Irgendwie find ich den ganzen Thread albern.
Wieso sollte man für ein einfaches Boolean Feld nen enum nehmen? entweder ja oder nein, true or false, 1 oder 0.
Sowas kann man ganz einfach an nen Select Feld übergeben und das jedenfalls nicht so wie da oben steht, da rate ich dazu sich erstmal grundlegend mit Formularen in HTML zu beschäftigen, denn das funktioniert schon rein vom HTML her nicht was da steht.

Da fehlen einfach die Grundlagen und ohne das jetzt fertig zu scripten, gibts hier auch keine Lösung, da fehlt mmn das Verständnis des ThreadErstellers, sowohl technisch als auch vom Umgang her.

Funktionieren würde:
1. die Tabelle ändern (das Feld in der Tabelle als int)
2. das ganze auslesen (sollte ja nur 0 oder 1 drin stehen)
3. select füllen das SELECT ! bekommt den namen des feldes in der DB und die options als Value den Wert, also 0 oder 1
4 das ganze wenn geändert wieder in die Tabelle schreiben

um die programmtechnische Umsetzung kümmerts euch bitte selber

Mfg


----------



## Betty31 (21. Oktober 2009)

es bleibt immer checked



gordonk hat gesagt.:


> Was hat auch nicht geholfen Ó.ò , ich hab doch noch garnichts geschrieben. Ich wollte nur wissen was $bettw für einen Wert hat.
> Wenn $bettw also den Wert "y" oder "n" hat müsstest das ganze ein bisschen anders aufbauen.
> z.B.
> 
> ...


----------



## gordonk (21. Oktober 2009)

Ich würde das ganze auch so aufbauen wie Phil eben beschrieben hat. Das ist auch der Grund warum ich mit ENUM nie was zutun hatte ^^.
Das select was ich gepostet habe sollte dir aber trotzdem weiterhelfen.
Warum deine Checkboxes immer gechecked bleiben kann ich mit nicht erklären, habs local ausprobiert.


----------



## Betty31 (21. Oktober 2009)

warum man enum nimmt müsst man Dir eigentlich nicht erklären weil eventuell mehr Werte stehen würden z.B ja nein vielleicht. Die Formularen funktionieren ja einwanfrei ....abgesehen davon es heisst hier Tutorial oder irre ich mich ?
Wenn es Dir zu blöd ist Dich damit zu beschäftigen dann lass es einfach...




Badboyws hat gesagt.:


> Irgendwie find ich den ganzen Thread albern.
> Wieso sollte man für ein einfaches Boolean Feld nen enum nehmen? entweder ja oder nein, true or false, 1 oder 0.
> Sowas kann man ganz einfach an nen Select Feld übergeben und das jedenfalls nicht so wie da oben steht, da rate ich dazu sich erstmal grundlegend mit Formularen in HTML zu beschäftigen, denn das funktioniert schon rein vom HTML her nicht was da steht.
> 
> ...


----------



## Badboyws (22. Oktober 2009)

Morgen,

mir ist es nicht zu blöd mich damit zu beschäftigen, nur zu blöd mich mit was zu beschäftigen, wenn der Fragende überhaupt nicht drauf ein geht und selber doppel-dreifach-vierfach Posts in nen Thread packt, ohne Rücksicht darauf zu nehmen was ihm andere raten oder das es die ganze Sache lesbarer macht.

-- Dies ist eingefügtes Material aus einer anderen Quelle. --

PR #6915, opened 2025-03-26
termio, flatpak: support spawning terminals in cwd

alaviss:
Implements path access testing for Flatpak via test spawning. This is required since Flatpak reserves certain paths from being accessible regardless of permissions.

Opened mostly as an RFC, this approach seems to work without any noticeable performance impact.

Ref: https://docs.flatpak.org/en/latest/sandbox-permissions.html#reserved-paths

### DIFF
--- a/src/termio/Exec.zig
+++ b/src/termio/Exec.zig
@@ -745,7 +745,7 @@ const Subprocess = struct {
     });
 
     arena: std.heap.ArenaAllocator,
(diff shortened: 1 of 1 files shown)


mitchellh:
Not sure why CI isn't running here... I want to run CI so let me pull this down and try to kick it.

mitchellh (approved):
Looks good, will merge assuming CI passes.

PR #6923, opened 2025-03-26
Revert "fix: add ( and ) to escape characters when dropping files in gtk"

jcollie:
Reverts ghostty-org/ghostty#6922

Enabled auto-merge too soon!

PR #6924, opened 2025-03-26
gtk: use up-to-date maximized & fullscreen state in syncAppearance

pluiedev:
DerivedConfig's maximize and fullscreen should only ever be used during window creation and nowhere else.


jcollie (changes requested):
LGTM but #6923 needs to get merged and then this needs rebased on top.

jcollie (approved):

PR #6940, opened 2025-03-28
Add Spanish translations (419 = Latin America) 

MiguelElGallo:
Hi!
I have followed the instructions and added translations for Spanish, Country Latin America 419 according to [this](https://localizely.com/locale-code/es-419/) and other online sources. 
In the provided links there was no references to 419, but I created it via the suggested command:
`msginit -i po/com.mitchellh.ghostty.pot -l es_419.UTF-8 -o "po/es_419.UTF-8.po" `
Glad to be able to contribute to this excellent product!
Cheers!


MiguelElGallo:
@00-kat Please could you take a look...

MiguelElGallo:
Also found in https://unstats.un.org/unsd/methodology/m49/ 
That 419 is Latin America and Caribean
image

MiguelElGallo:
Adde new commit with _BO (Bolivia) in case 419 does not work in some supported platforms.

00-kat (commented):
> @00-kat could you take a look, please :)

I know nothing about Spanish but I don't spot any punctuation issues or anything.

And as I previously mentioned, I know approximately nothing about locale codes so I can't confirm if 419 is definitely Latin America.

> Also found in https://unstats.un.org/unsd/methodology/m49/

The source is definitely reputable so I doubt it's wrong though.  I just don't know if gettext would like it.

MiguelElGallo:
I can also commit to maintenance of the translation.

Uzaaft:
just waiting on another speaker of Spanish reviewing for QA and we should be ready to go. 

> I can also commit to maintenance of the translation.

Awesome! 🚀

piedrahitac (approved):
Native spanish speaker here... This looks good!

pluiedev:
I'm not sure if es_419 would work... it has to match whatever locale code is set in the user's LANGUAGE environment variable, and to my knowledge they all look like es_MX, es_BO, es_AR, etc. We might need either some special logic to map those locales to one translation, or to duplicate them entirely, which is *potentially* beneficial for allowing more regionalized expressions but I don't know how much more maintenance burden that would bring.

MiguelElGallo:
Yeah, not sure either if 419 will work, but it is [something.](https://www.rfc-editor.org/rfc/rfc5646.html#section-2.2.4) (See point 4)
This URL is also interesting: https://translate.fedoraproject.org/languages/es_419/. This means there are some Linux that support 419. 
I think would be good to have this merged.

MiguelElGallo:
Yeah, not sure either if 419 will work, but it is [something.](https://www.rfc-editor.org/rfc/rfc5646.html#section-2.2.4) (See point 4)
This URL is also interesting: https://translate.fedoraproject.org/languages/es_419/. This means there are some linux that support 419. 
I think would be good to have this merged.

jacostag:
Spanish speaker here... This looks good!

mitchellh (approved):
Just because I'm uncertain about the 419, I'm going to remove that so we can move forward with merging. If we can get clarity on other projects and what they do about that I'd be happy to look at another PR.

00-kat:
xref #8460.

PR #6978, opened 2025-04-02
gtk(x11): fix blur regions when using >200% scaling

pluiedev:
See #6957

We were not considering GTK's internal scale factor that converts between "surface coordinates" and actual device coordinates, and that worked fine until the scale factor reached 2x (200%).

Since the code is now dependent on the scale factor (which could change at any given moment), we also listen to scale factor changes and then unconditionally call `winproto.syncAppearance`. Even though it's somewhat overkill, I don't expect people to change their scale factor dramatically all the time anyway...

### DIFF
--- a/src/apprt/gtk/Window.zig
+++ b/src/apprt/gtk/Window.zig
@@ -281,6 +281,15 @@ pub fn init(self: *Window, app: *App) !void {
             .detail = "is-active",
         },
     );
+    _ = gobject.Object.signals.notify.connect(
+        self.window,
+        *Window,
+        gtkWindowUpdateScaleFactor,
+        self,
+        .{
+            .detail = "scale-factor",
+        },
+    );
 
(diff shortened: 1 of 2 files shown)


src/apprt/gtk/Window.zig
```diff
@@ -784,6 +793,24 @@ fn gtkWindowNotifyIsActive(
     }
 }
 
+fn gtkWindowUpdateScaleFactor(
+    _: *adw.ApplicationWindow,
+    _: *gobject.ParamSpec,
+    self: *Window,
+) callconv(.C) void {
```
jcollie, line 800: nitpick: Zig 0.14 is switching this to lowercase `callconv(.c)`.

jcollie (approved):
one nitpick, and one typo to fix

jcollie (approved):

Issue #4323, opened 2025-01-01
Kitty images aren't scrolled with the text


mitchellh:
### Discussed in https://github.com/ghostty-org/ghostty/discussions/4315

<div type='discussions-op-text'>

<sup>Originally posted by **sergei-grechanik** January  1, 2025</sup>
Images placed using classic placement commands do not follow the text when it's scrolled with CSI sequences. To reproduce, run this script with an image as the argument:
```shell
#!/bin/sh

IMG="$(realpath $1)"

printf '\033[100S' # Scroll up by 100
printf '\033[1d' # Move cursor to row 0
printf '\033[1G' # Move cursor to column 0

printf '========= Image ============\n'
printf '\033_Gi=1,t=f,q=1,f=100,a=T,r=10,c=20;%s\033\\' "$(printf '%s' "$IMG" | base64 -w0)"
printf '<- image\n'
printf '1\n'
printf '2\n'
printf '3\n'

sleep 1

printf '\033[4T' # Scroll down by 4
printf '\033[1d' # Move cursor to row 0
printf '\033[1G' # Move cursor to column 0

sleep 5
```

`ghostty_bug_scroll.sh images/icons/icon_256.png` when running from kitty (the expected behavior):
![image](https://github.com/user-attachments/assets/b3e95f08-0ba5-4ae9-82ab-8bd80e14d7c9)

When running from ghostty:
![image](https://github.com/user-attachments/assets/baaee95d-b29d-4bc7-a4fc-59ad520715fe)
</div>

henriquevmac:
Hey, I have been looking at this bug and working on it. I was wondering if I could be assigned to it?

PR #6979, opened 2025-04-02
Fix ghostty-org#4323: Ensure Kitty images scroll with text

henriquevmac:
Previously, Kitty images did not scroll as shown in #4323 when the terminal was scrolled using ANSI commands (\033[xT for scrolling x down and \033[xS for scrolling x up).

This fix updates the insertLines and deleteLines methods in src/terminal/Terminal.zig to iterate over all kitty_images placements, updating their positions or deleting them if their top-left corner (the Pin position) scrolls off-screen.

Added four unit tests (two per method):
-  One verifies that image positions update correctly when scrolled up or down.

- The other ensures images are deleted when they scroll out of view.

I ran some tests as shown in this [video](https://youtu.be/R3NrFEN3Ao0)

The three scripts run where this:
- test_script:
```
#!/bin/sh

IMG="$(realpath $1)"

printf '\033[100S' # Scroll up by 100
printf '\033[1d' # Move cursor to row 0
printf '\033[1G' # Move cursor to column 0

printf '========= Image ============\n'
printf '\033_Gi=1,t=f,q=1,f=100,a=T,r=10,c=20;%s\033\\' "$(printf '%s' "$IMG" | base64 -w0)"
printf '<- image\n'
printf '1\n'
printf '2\n'
printf '3\n'

sleep 1

printf '\033[4T' # Scroll down by 4
sleep 1
printf '\033[4S' # Scroll up by 4
printf '\033[1d' # Move cursor to row 0
printf '\033[1G' # Move cursor to column 0

sleep 5
```

- test_script_out_bottom:
```
#!/bin/sh

IMG="$(realpath $1)"

printf '\033[100S' # Scroll up by 100
printf '\033[1d' # Move cursor to row 0
printf '\033[1G' # Move cursor to column 0

printf '========= Image ============\n'
printf '\033_Gi=1,t=f,q=1,f=100,a=T,r=10,c=20;%s\033\\' "$(printf '%s' "$IMG" | base64 -w0)"
printf '<- image\n'
printf '1\n'
printf '2\n'
printf '3\n'

sleep 1

printf '\033[100T' # Scroll down by 100
printf '\033[1d' # Move cursor to row 0
printf '\033[1G' # Move cursor to column 0

sleep 5
```

- test_script_out_top:

```
#!/bin/sh

IMG="$(realpath $1)"

printf '\033[100S' # Scroll up by 100
printf '\033[1d' # Move cursor to row 0
printf '\033[1G' # Move cursor to column 0

printf '========= Image ============\n'
printf '\033_Gi=1,t=f,q=1,f=100,a=T,r=10,c=20;%s\033\\' "$(printf '%s' "$IMG" | base64 -w0)"
printf '<- image\n'
printf '1\n'
printf '2\n'
printf '3\n'

sleep 1

printf '\033[4S' # Scroll up by 4
printf '\033[1d' # Move cursor to row 0
printf '\033[1G' # Move cursor to column 0

sleep 5
```

### DIFF
--- a/src/terminal/Terminal.zig
+++ b/src/terminal/Terminal.zig
@@ -1451,9 +1451,6 @@ pub fn insertLines(self: *Terminal, count: usize) void {
         self.screen.cursor.x < self.scrolling_region.left or
         self.screen.cursor.x > self.scrolling_region.right) return;
 
-    // Scrolling dirties the images because it updates their placements pins.
-    self.screen.kitty_images.dirty = true;
-
     // At the end we need to return the cursor to the row it started on.
     const start_y = self.screen.cursor.y;
     defer {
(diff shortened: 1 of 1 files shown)


qwerasd205 (changes requested):
I feel like this should probably account for all tracked pins, not just the ones used for image placements, since we also use tracked pins for, for example, selection endpoints - anything that needs to follow content uses a tracked pin.

Additionally, your pin adjustment logic doesn't account for the left/right scroll margin, as I noted before -- it should, and tests should be added for that as well.

(Side note: You'll find that all the existing tracked pin adjustment logic lives in `PageList`, and operations in `Screen` rely on the `PageList` operations behaving appropriately - so doing this all the way in `Terminal` is unfortunate, but it needs a refactor to avoid; as my note above `insertLines` explains, this operation really should belong to `Screen` not `Terminal`, but it's fine for now to do it here until that gets refactored.)

qwerasd205:
Hi, sorry for the delay in getting back to you. Yes, iterate over all tracked pins (for examples search for `pin_keys` in `PageList.zig`), and account for the left/right scroll margins in the same way as is done when deciding how to move the cell contents in the `insertLines`/`deleteLines` functions.

mitchellh:
Closing due to a delay in addressing feedback. It's no problem, I understand things come up and this is volunteer open source. I'd still like to see this resolved but we can do so in a future PR.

im übrigen, wenn du auf enum bestehst, musst du das result des Feldes, welches ein enum darstellt, zerlegen wie ich es in meinem ersten Post geschrieben habe (worauf du im übrigen auch gar nicht eingegangen bist. Würdest du das zerlegen, bekommst du ein array, oder ähnliches mit deinen enums, mit dem du wiederrum dein select füllen könntest.

Ich wüßte auch nicht warum ich darauf noch näher eingehen sollte, es steht ja schon alles im Thread.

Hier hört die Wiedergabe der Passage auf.